Next steps

We have analyzed our dataset, performed necessary feature engineering and statistical tests, built visualizations, and gained substantial domain knowledge about credit risk analysis and what kind of features are considered by banks when they analyze customers. The reason why we analyzed each feature in the dataset in detail was to give you an idea about each feature that is considered by banks when analyzing credit rating for customers. This was to give you good domain knowledge understanding and also to help you get familiar with the techniques of performing an exploratory and descriptive analysis of any dataset in the future. So, what next? Now comes the really interesting part of using this dataset; building feature sets from this data and feeding them into predictive models to predict which customers can be potential credit risks and which of them are not. As mentioned previously, there are two steps to this: data and algorithms. In fact, we will go a step further and say that there are feature sets and algorithms which will help us in achieving our main objective.

Feature sets

A dataset is basically a file consisting of several records of observation where each tuple or record denotes one complete set of observations and the columns are specific attributes or features in that observation which talk about specific characteristics. In predictive analytics, usually there is one attribute or feature in the dataset whose class or category has to be predicted. This variable is credit.rating in our dataset, also known as the dependent variable. All the other features on which this depends are the independent variables. Taking a combination of these features forms a feature vector, which is also known popularly as a feature set. There are various ways of identifying what feature sets we should consider for predictive models, and you will see going ahead that for any dataset there is never a fixed feature set. It keeps changing based on feature engineering, the type of predictive model we are building, and the significance of the features based on statistical tests.
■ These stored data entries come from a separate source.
PR #4547, opened 2024-02-19
feat: Relative Slippage Limits (PRO-1207)

AlastairHolmes:
Note: I noticed the benchmarks haven't been run for a while in the pools pallet, and so the schedule_limit_order_update didn't have upto date weights. So that is fixed here too.


dandanlen:
Looks fine to me - some tests would be nice...

state-chain/pallets/cf-pools/src/lib.rs
```diff
@@ -987,13 +1002,49 @@ impl<T: Config> SwappingApi for Pallet<T> {
...
+						order,
+						input_amount,
+						output_amount,
+					),
+				);
+				let bounded_swap_tick = if tick_after < tick_before {
+					core::cmp::min(core::cmp::max(tick_after, swap_tick), tick_before)
+				} else {
+					core::cmp::min(core::cmp::max(tick_before, swap_tick), tick_after)
+				};
```
dandanlen, line 1034: Are these checks just there to be defensive? How could the swap tick not be bounded by the start and end ticks?

state-chain/pallets/cf-pools/src/lib.rs
```diff
@@ -962,6 +964,19 @@ pub mod pallet {
 				_ => Err(Error::<T>::UnsupportedCall)?,
 			}
 		}
+
+		/// Sets the maximum percentage increase (in number of ticks) of the price of the brought
+		/// asset during a swap.
```
dandanlen, line 969: nit: I think this merits a better explanation. If it's measured in ticks, it's not really a percentage. It's also not necessarily an increase. Also, I think the price could actually move by more than the maximum expressed by this number (because of the whole max/min thing).

state-chain/pallets/cf-pools/src/lib.rs
AlastairHolmes: Rounding, can cause that. Particularly with small values, i.e. 1 outputing 0, would slip the price infinitely, causing these checks to always fail, this is a defence again that.

This is not just a problem with directly around zero, like 10 outputing 9, slips the price 10%, but real slippage may only be 1%, but we only output 9 becuase of rounding.

state-chain/pallets/cf-pools/src/lib.rs
AlastairHolmes: Ticks have a direct relationship to a percentage (1 to 1 mapping). It is a percentage measured in ticks.

Not sure what you mean by it is not always an increase?

I'll add clarification regarding the fuzzy nature of the maximum.

dandanlen: I thought ticks were multiplicative? They can be mapped to a percentage, but they aren't a representation of a percentage (not like pips/bips for example). 

Re. increase - I meant the price can also decrease but I see you mention it's in terms of the 'bought asset'.

dandanlen (approved):

state-chain/pallets/cf-pools/src/lib.rs
```diff
@@ -962,6 +964,21 @@ pub mod pallet {
 				_ => Err(Error::<T>::UnsupportedCall)?,
 			}
 		}
+
+		/// Sets the allowed percentage increase (in number of ticks) of the price of the brought
```
martin-chainflip, line 968: should be "bought"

Each property in the feature set is termed as a feature or attribute and these are also known as independent or explanatory variables in statistics. Features can be of various types, as we saw in our dataset. We can have categorical features with several classes, binary features with two classes, ordinal features which are basically categorical features but have some order inherent in them (for example, low, medium, high), and numerical features which could be integer values or real values. Features are highly important in building predictive models and more often than not, the data scientists spend a lot of time in building the perfect feature sets to highly boost the accuracy of predictive models. This is why domain knowledge is highly essential, besides knowing about the machine learning algorithms.

Machine learning algorithms

Once we get the feature sets ready, we can start using predictive models to use them and start predicting the credit rating of customers based on their features. An important thing to remember is that this is an iterative process and we have to keep modifying our feature sets based on outputs and feedback obtained from our predictive models to further improve them. Several methods which are relevant in our scenario, which belong to the class of supervised machine learning algorithms, are explained briefly in this section.

Linear classification algorithms: These algorithms perform classification in terms of a linear function which assigns scores to each class by performing a dot product of the feature set and some weights associated with them. The predicted class is the one which has the highest score. The optimal weights for the feature set are determined in various ways and differ based on the chosen algorithms. Some examples of algorithms include logistic regression, support vector machines, and perceptrons.
Decision trees: Here we use decision trees as predictive models that map various observations from the data points to the observed class of the record we are to predict. A decision tree is just like a flowchart structure, where each internal nonleaf node denotes a check on a feature, each branch represents an outcome of that check, and each terminal leaf node contains a class label which we predict finally.
Ensemble learning methods: These include using multiple machine learning algorithms to obtain better predictive models. An example is the Random Forest classification algorithm which uses an ensemble of decision trees during the model training phase, and at each stage it takes the majority output decision from the ensemble of decision trees as its output. This tends to reduce overfitting, which occurs frequently when using decision trees.
Boosting algorithms: This is also an ensemble learning technique in the supervised learning family of algorithms. It consists of an iterative process of training several weak classification models and learning from them before adding them to a final classifier which is stronger than them. A weighted approach is followed when adding the classifiers, which is based on their accuracy. Future weak classifiers focus more on the records which were previously misclassified.
Neural networks: These algorithms are inspired by the biological neural networks which consist of systems of interconnected neurons that exchange messages with each other. In predictive modeling, we deal with artificial neural networks which consist of interconnected groups of nodes. Each node consists of a function which is usually a mathematical function (that is, sigmoid function) and has an adaptive weight associated with it which keeps changing based on inputs fed to the nodes and constantly checking the error obtained from the outputs in several iterations also known as epochs.

We will be covering several of these algorithms when building predictive models in the next chapter.